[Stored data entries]
PR #4388, opened 2023-12-03
Update color of mapnik map key for lakes

AntonKhorev:
The color was changed here:

https://github.com/gravitystorm/openstreetmap-carto/commit/5fd79b7bfad1d895c543e52838c65657fcd9fe1a#diff-7e644412d4287e20f0fe9e717feafdfeaf35670f5ebc2fb20a35ca067aece622L5

There are more color changes to be done. In many cases map key images are just solid rectangles. It's easier to set their size and color in `key.yml`, rather than to point to an external image, which nobody updates for years. Here I generate a svg data uri from width, height and fill properties in `key.yml`.


tomhughes:
I'm not sure what I think about this but I could be convinced... Am I right in thinking that if we took this then #4371 could be simplified to use this technology instead of embedding lots of SVGs in the key data?

AntonKhorev:
> Am I right in thinking that if we took this then #4371 could be simplified to use this technology instead of embedding lots of SVGs in the key data?

Yes

tomhughes:
Thanks. I think we'll go with this then...

PR #4389, opened 2023-12-04
Remove unused .current from primary nav

AntonKhorev:
There's this `current_page_class()` function that applies `current` css class to header menu items pointing to the current page. [This commit](https://github.com/openstreetmap/openstreetmap-website/commit/e5c33c119a9ddd4de149cd8913ed970601103a2b#diff-6d2ef58207c92d1533287af551a075122ba98240a861819047a2ae77b7674f0bR33-R34) broke it for primary nav buttons, but nobody noticed because the `current` class is not used for anything. Still the javascript applied it correctly on partial page reloads.

Here I remove `current` from primary navigation.

It's still used in secondary navigation, makes current links darker.

### DIFF
--- a/app/assets/javascripts/index/export.js
+++ b/app/assets/javascripts/index/export.js
@@ -58,7 +58,6 @@ OSM.Export = function (map) {
   }
 
   page.pushstate = page.popstate = function (path) {
-    $("#export_tab").addClass("current");
     OSM.loadSidebarContent(path, page.load);
   };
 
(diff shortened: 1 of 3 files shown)


AntonKhorev:
There used to be highlighting and there used to be normal map view:

image
(from https://wiki.openstreetmap.org/wiki/OpenStreetMap_Finder)

tomhughes:
I guess we should remove it as it's unused - we can always bring it back if we decide we want to highlight the active one in the future.

PR #5002, opened 2024-07-18
Use Auth.providers in auth providers template

AntonKhorev:
`_auth_providers.html.erb` iterates over `%w[google facebook microsoft github wikipedia]` and checks which provider is available. But the `Auth` module already does that. `Auth` is only used on account settings pages and has a "provider" "None" specific to these pages. If "None" is removed, `Auth` can be reused in `_auth_providers.html.erb`.


tomhughes:
Looks good to me, thanks.

PR #5003, opened 2024-07-18
Fix marking muted messages as read/unread

AntonKhorev:
Otherwise you get this error:

image

image


tomhughes:
Looks good to me, thanks.

PR #5007, opened 2024-07-19
Move auth provider icons to auth_providers subdirectory

AntonKhorev:
It's a little easier to work with them when they are not in one directory with every other image.


tomhughes:
Looks good to me, thanks.

Issue #4931, opened 2024-06-28
Map Data checkbox: perhaps use toggle slider instead


jidanni:
### Problem

Here we are in the right side panel Layers menu,
looking at the Map Data checkbox:
 
![Screenshot 2024-06-28 21 03 37](https://github.com/openstreetmap/openstreetmap-website/assets/1230959/91f7dc3f-e1f9-42bf-b9f0-c0a191ea3315)

In a desert or jungle, checking and unchecking the checkbox works fine. Any data items will appear on the map in blue.

But in big cities with plenty of streets and shops, checking the Map Data checkbox might entail a massive data flow to one's computer. So much so that it becomes unresponsive. Whereupon we wonder if we really did check the checkbox in the first place. So we think we didn't and then check it again, only compounding the problem, etc.

Therefore perhaps if a slider was used, like often seen on cellphones, that way we could see if we really slid it to the on or off position or not.
Hopefully that would work differently than the checkbox.

Also first update the indicator (checkbox or slider) (to some intermediate state), then do the task, that might help here too.

And also display a prominent "Loading..." while the data is still flowing in. And maybe even have an "abort" button... even if pressing ESC or X in the browser also works.

When testing, remember that some users have very slow data connections too.

mmd-osm:
Similar to #2800 and #3243. Maybe we can merge all 4 current issues into one, and check the performance part first: https://github.com/openstreetmap/openstreetmap-website/issues?q=%22map+data%22+label%3Amapview+

nertc:
This issue is not closed and needs to be reopened. Sorry, it seems I wrongly used `Fixes` keyword. I meant that https://github.com/openstreetmap/leaflet-osm/pull/38 was part of the fix, not the whole fix.

PR #5009, opened 2024-07-20
Map Data checkbox: perhaps use toggle slider instead

nertc:
This PR addresses "Map Data checkbox: perhaps use toggle slider instead" issue mentioned in the https://github.com/openstreetmap/openstreetmap-website/issues/4931

Several changes were made to the data loading functionality:

1. Clicking "Map Data" checkbox will add loading spinner to the label. It will be shown until back end collects and returns all the information (see "Loading Video"). After all the information is returned, spinner will be removed.
2. After getting information and agreeing to show it on the map, rendering process will be asynchronous. Therefore, there will be no more browser or page freezes and it will have animation like visual (see "Render Video").
3. If user unchecks "Map Data" checkbox, removing process will be also asynchronous and there won't be any freezes. It will also have animation like visual (see "Remove Video").

- Checkbox state will be updated as soon as it is clicked, so changing it to the toggle one has no more benefits.
- If the user decides to uncheck "Map Data" while back end collects information, loading spinner will disappear.
- If the user decides to uncheck "Map Data" while objects is rendered, it won't trigger change until the rendering process is done. After the process, application will check and if "Map Data" is unchecked, it will start removing rendered objects.

Connected to the PR https://github.com/openstreetmap/leaflet-osm/pull/38
Fixes https://github.com/openstreetmap/openstreetmap-website/issues/4931

### Videos:

Loading Video

https://github.com/user-attachments/assets/4b8a9245-4847-4a2f-8c40-ad16ce933e05

Render Video

https://github.com/user-attachments/assets/8e11fc5f-1d9c-4458-a5a8-96479627d5ff

Remove Video

https://github.com/user-attachments/assets/0743916d-353e-4717-8600-c74937b6f2fe

### DIFF
--- a/app/assets/javascripts/index/layers/data.js
+++ b/app/assets/javascripts/index/layers/data.js
@@ -89,6 +89,15 @@ OSM.initializeDataLayer = function (map) {
 
     if (dataLoader) dataLoader.abort();
 
+    $("#layers-data-loading").remove();
+
+    const spanLoading = $("<span>")
+      .attr("id", "layers-data-loading")
+      .attr("class", "spinner-border spinner-border-sm ms-1")
+      .attr("role", "status")
+      .html("<span class='visually-hidden'>" + I18n.t("browse.start_rjs.loading") + "</span>")
+      .appendTo($("#label-layers-data"));
+
     dataLoader = new AbortController();
     fetch(url, { signal: dataLoader.signal })
       .then(response => {
@@ -131,7 +140,10 @@ OSM.initializeDataLayer = function (map) {
           $("#browse_status").empty();
         });
       })
-      .finally(() => dataLoader = null);
+      .finally(() => {
+        dataLoader = null;
+        spanLoading.remove();
+      });
   }
 
   function onSelect(layer) {
--- a/app/assets/javascripts/leaflet.layers.js
+++ b/app/assets/javascripts/leaflet.layers.js
@@ -100,6 +100,7 @@ L.OSM.layers = function (options) {
 
         const label = $("<label>")
           .attr("class", "form-check-label")
+          .attr("id", `label-layers-${name}`)
           .appendTo(item);
 
         let checked = map.hasLayer(layer);
@@ -114,10 +115,15 @@ L.OSM.layers = function (options) {
 
         input.on("change", function () {
           checked = input.is(":checked");
+          if (layer.cancelLoading) {
+            layer.cancelLoading();
+          }
+
           if (checked) {
             map.addLayer(layer);
           } else {
             map.removeLayer(layer);
+            $(`#layers-${name}-loading`).remove();
           }
         });
 
--- a/app/assets/javascripts/leaflet.map.js
+++ b/app/assets/javascripts/leaflet.map.js
@@ -47,7 +47,7 @@ L.OSM.Map = L.Map.extend({
     this.noteLayer = new L.FeatureGroup();
     this.noteLayer.options = { code: "N" };
 
-    this.dataLayer = new L.OSM.DataLayer(null);
+    this.dataLayer = new L.OSM.DataLayer(null, { asynchronous: true });
     this.dataLayer.options.code = "D";
 
     this.gpsLayer = new L.OSM.GPS({
@@ -306,7 +306,8 @@ L.OSM.Map = L.Map.extend({
               way: objectStyle,
               area: objectStyle,
               changeset: changesetStyle
-            }
+            },
+            asynchronous: true
           });
 
           map._objectLayer.interestingNode = function (node, wayNodes, relationNodes) {
--- a/vendor/assets/leaflet/leaflet.osm.js
+++ b/vendor/assets/leaflet/leaflet.osm.js
@@ -104,6 +104,13 @@ L.OSM.DataLayer = L.FeatureGroup.extend({
     }
   },
 
+  loadingLayers: [],
+
+  cancelLoading: function () {
+    this.loadingLayers.forEach(layer => clearTimeout(layer));
+    this.loadingLayers = [];
+  },
+
   addData: function (features) {
     if (!(features instanceof Array)) {
       features = this.buildFeatures(features);
@@ -220,9 +227,11 @@ L.OSM.DataLayer = L.FeatureGroup.extend({
   eachLayer: function (method, context, asynchronous = false) {
     for (let i in this._layers) {
       if (asynchronous) {
-        setTimeout(() => {
-          method.call(context, this._layers[i]);
-        });
+        this.loadingLayers.push(
+          setTimeout(() => {
+            method.call(context, this._layers[i]);
+          })
+        );
       } else {
         method.call(context, this._layers[i]);
       }


AntonKhorev:
Are you planning to get the changes to `vendor/assets/leaflet/leaflet.osm.js` merged in https://github.com/openstreetmap/leaflet-osm ?

nertc:
@AntonKhorev Yes. Should I create a separate PR in the https://github.com/openstreetmap/leaflet-osm for it?

nertc:
I created a PR for the [leaflet-osm](https://github.com/openstreetmap/leaflet-osm) (https://github.com/openstreetmap/leaflet-osm/pull/38) that needs to be merged before this PR will be, as asynchronous loading part depends on it.

app/assets/javascripts/index/layers/data.js
```diff
@@ -86,6 +86,16 @@ OSM.initializeDataLayer = function (map) {
...
     if (dataLoader) dataLoader.abort();
 
+    let spanLoading = $("#layers-data-loading");
+
+    if (!spanLoading.length) {
+      spanLoading = $("<span>")
+        .attr("id", "layers-data-loading")
+        .appendTo($("#label-layers-data"));
+
+      spanLoading.append(" " + I18n.t("javascripts.map.layers.loading"));
```
HolgerJeromin, line 96: I am not sure if this "append" is safe in laguages which are written from right to left.

AntonKhorev: This is used in other places for loading indicators:
https://getbootstrap.com/docs/5.3/components/spinners/

nertc: @AntonKhorev Thanks for the recommendation. I replaced a text with a bootstrap spinner.

HolgerJeromin: With rtl the spinner should be at the left.

https://developer.mozilla.org/en-US/docs/Web/CSS/:dir
Could be a solution with ::after or ::before elements.

nertc: @HolgerJeromin Now it works this way when Arabic is chosen as a default language, spinner is shown on the left side of the text.

https://github.com/user-attachments/assets/21d7c1ef-8bec-4664-9236-7ecc5aef5b81

HolgerJeromin: I have no idea how it works, but the video looks nice :-)

nertc:
This PR is linked to the https://github.com/openstreetmap/leaflet-osm/pull/38. If leaflet-osm PR is not merged, this PR can't be merged.

nertc:
PR was updated to include changes made in the https://github.com/openstreetmap/leaflet-osm/pull/38. As leaflet-osm PR is now merged, this PR can be reviewed and merged.

AntonKhorev:
Now you can check *Map Data*, wait for the rendering to start then quickly click *Map Data* 2*n times and watch how data is added then removed then added then removed... n times. While this is happening and *Map Data* is checked, pan to a different place to get a stream of javascript errors.

nertc:
@AntonKhorev I couldn't reproduce JS errors in the console. But I changed logic and now when user clicks "Map Data" checkbox, previous action is skipped immediately. Therefore, there will be no 2*n loads and errors. When we will be okay with the solution, I'll create a new PR in the [leaflet-osm](https://github.com/openstreetmap/leaflet-osm).

app/assets/javascripts/index/layers/data.js
nertc: `Loading` text was changed with the loader spinner.

nertc:
If there are no other change requests for this PR, I'll create a new PR for the [leaflet-osm](https://github.com/openstreetmap/leaflet-osm) to merge changes done in the `vendor/assets/leaflet/leaflet.osm.js`.

nertc:
PR was updated. Branch was synced with master and conflicts were resolved. Also, instead of handling canceling layer loading in the `setTimeout` callback, now it is handled by clearing `setTimeouts`.

Optimizations for layer rendering were done in https://github.com/openstreetmap/leaflet-osm/pull/43, but still this PR is relevant, because it adds loading spinner for those cases when data is processed by the back end, and also for slower CPUs (for example, when I set `6x slowdown` to the CPU) it will provide smooth asynchronous loading without any freezes.

nertc:
PR was updated. `master` was rebased. Conflicts were resolved. Failed tests were not impacted by this PR (for more information see https://github.com/openstreetmap/openstreetmap-website/pull/5439#issuecomment-2711306484).

nertc:
This PR is linked to the https://github.com/openstreetmap/leaflet-osm/pull/47.

tomhughes (changes requested):
This mostly works great - the only issue I can see is that if you enable the data layer and then reload the page then it doesn't enable the spinner while it does the initial page load though it does appear on subsequent map drags.

nertc:
PR was updated. `master` was rebased.

@tomhughes Thank you for the review. Spinner issue on page refresh was fixed.

tomhughes:
Thanks for the fix. I think this looks good now.

deevroman:
This PR brought two problems:

1. When moving the map, a white flash occurs and all objects on the map are redrawn:

https://github.com/user-attachments/assets/3c87c769-174c-4513-a5be-115eb9517bb8

2. Rendering slowed down. What used to occupy ~400ms now occupies ~1.3s. Hiding a data layer was previously performed on ~100ms, now ~1.5s (!)

Both problems arise due to the fact that before that the redrawing of the map was performed only once, after the completion of the removal/adding of objects to the SVG-element of the map.

I can agree that the first appearance of the data layer looks beautiful. But the work with the map worsened.

nertc:
@deevroman Thank you for your feedback. #5799 disabled asynchronous layer loading and, therefore, there shouldn't be any flashes or slow rendering process anymore.

deevroman:
@nertc no, https://github.com/openstreetmap/openstreetmap-website/pull/5799 disabled asynchrony not for the Map Data layer, but for the layer that shows the active object.

nertc:
You are right, I thought, it disabled both asynchronous functionalities.
I pulled `master` and tested turning asynchronous loading off.

1. About flash: it is because data is loaded asynchronously and as everything is rendered one by one (and not as one operation that may cause freezing of the website), on fast machines it may be perceived as a flash.
2. About performance: these are several rendering test results from my local machine:
    ```
    3260 features | 178ms -> 328ms (~1.8x)
    3163 features | 169ms -> 264ms (~1.5x)
    2319 features | 114ms -> 196ms (~1.7x)
    ```
    Therefore, on average previously it was 1.7x faster (which is logical, because now it is asynchronous and is not done in one operation).

But in terms of redrawing all of the features, when map is moved, there was no change that would impact that behavior. Even after turning asynchronous functionality off, all of the features were still redrawn.

Turning asynchronous functionality off will solve flash problem, but redrawing all the features will stay the same. Though, for those who have weaker CPUs (for example when I run performance test on `CPU 20x slowdown`), rendering data asynchronously helps user not to have frozen web page and browser. I think, if you suggest turning this functionality off or some optimization about rendering data, it will be better to be discusses in a separate issue.

deevroman:
What do you use to test CPU slowdowns? Test rendering >4k features.

Can you give us an example of when the user has time to notice the browser hanging, while making the user guess that they are waiting for rendering, and not downloading data?

nertc:
For `CPU slowdown` I use browser built-in functionality.

Difference between getting data from server and rendering them is that while getting data, there are no CPU intense tasks and loading icon is shown next to the `data layer` checkbox. When rendering is started, it uses CPU to render data and may freeze application or browser.

In the video you can see when rendering data can take long time (full video can't be uploaded because of the limitations of GitHub, in reality it took about 30 seconds to render all elements). In such case, there would be 30 seconds freeze of browser if there was synchronous process. 

https://github.com/user-attachments/assets/266a42bc-f150-42e0-ae69-709781c7bda0

deevroman:
> For CPU slowdown I use browser built-in functionality.

Ah, chromium, got it. 20x slowdown is unrealistic. With this value, I can't move the map normally, even without the data layer. But even with 20x slowdown, the layer with 11k features is drawn in 4 seconds when rendered synchronously on my PC.

> In such case, there would be 30 seconds freeze of browser if there was synchronous process.

This is not true because synchronous rendering is faster than asynchronous rendering. 

In general, I will most likely suggest a PR that disables asynchrony.

PR #5011, opened 2024-07-22
Select closest value to remaining duration when editing a block

AntonKhorev:
Let's suppose you create a block and you set its duration to 12 hours. Then you realize you need to edit this block. You go to `/user_blocks/:id/edit` and you see among other things a duration select set to 12 hours as expected:
image

But what if you come an hour later? Now the remaining duration is 11 hours which is not one of the available select options. The select will look like this, defaulting to 0 hours, probably not the best choice:
image

Here I set the select to the closest available value.


tomhughes:
Looks good to me, thanks.

PR #5012, opened 2024-07-23
Check diary entry edit/update ability using CanCanCan

AntonKhorev:
Does [this](https://github.com/openstreetmap/openstreetmap-website/pull/4540#discussion_r1610270567) but for `:update` ability (which includes `:edit` ability).


tomhughes:
Looks good to me.

For anybody that isn't aware of it @AntonKhorev is taking advantage of aliases defined by https://github.com/CanCanCommunity/cancancan/blob/develop/docs/define_check_abilities.md#can-actions which means that `:update` implies `:edit` as well. I can see there are a number of other places where we could take advantage of those aliases...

● **WHAT TO DO**
Return the lines of the records that include the string "SVGs".

● **OUTPUT**
I'm not sure what I think about this but I could be convinced... Am I right in thinking that if we took this then #4371 could be simplified to use this technology instead of embedding lots of SVGs in the key data?
> Am I right in thinking that if we took this then #4371 could be simplified to use this technology instead of embedding lots of SVGs in the key data?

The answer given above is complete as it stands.